Transcribe the line containing "ci: declare workflow-level" and every line after it, exactly, through the end of the records.

BEGIN PROVIDED RECORDS

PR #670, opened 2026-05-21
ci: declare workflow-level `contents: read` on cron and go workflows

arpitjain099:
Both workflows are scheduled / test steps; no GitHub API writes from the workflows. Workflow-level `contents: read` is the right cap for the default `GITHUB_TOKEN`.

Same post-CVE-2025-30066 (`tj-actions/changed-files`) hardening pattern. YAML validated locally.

END PROVIDED RECORDS

- PROBLEM SOLUTION -
ci: declare workflow-level `contents: read` on cron and go workflows

arpitjain099:
Both workflows are scheduled / test steps; no GitHub API writes from the workflows. Workflow-level `contents: read` is the right cap for the default `GITHUB_TOKEN`.

Same post-CVE-2025-30066 (`tj-actions/changed-files`) hardening pattern. YAML validated locally.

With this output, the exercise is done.